* Stored data *
-- Opening Marker --

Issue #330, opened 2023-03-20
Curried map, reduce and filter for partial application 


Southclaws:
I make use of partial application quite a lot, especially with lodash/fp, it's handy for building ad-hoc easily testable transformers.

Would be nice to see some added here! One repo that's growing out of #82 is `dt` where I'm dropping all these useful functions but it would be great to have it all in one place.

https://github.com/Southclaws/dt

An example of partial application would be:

-- Closing Marker --

* WHAT THE TASK REQUIRES *
When answering, write out each of the lines above exactly as given.

* OUTPUT OF THE EXERCISE *
Issue #330, opened 2023-03-20
Curried map, reduce and filter for partial application 


Southclaws:
I make use of partial application quite a lot, especially with lodash/fp, it's handy for building ad-hoc easily testable transformers.

Would be nice to see some added here! One repo that's growing out of #82 is `dt` where I'm dropping all these useful functions but it would be great to have it all in one place.

https://github.com/Southclaws/dt

An example of partial application would be:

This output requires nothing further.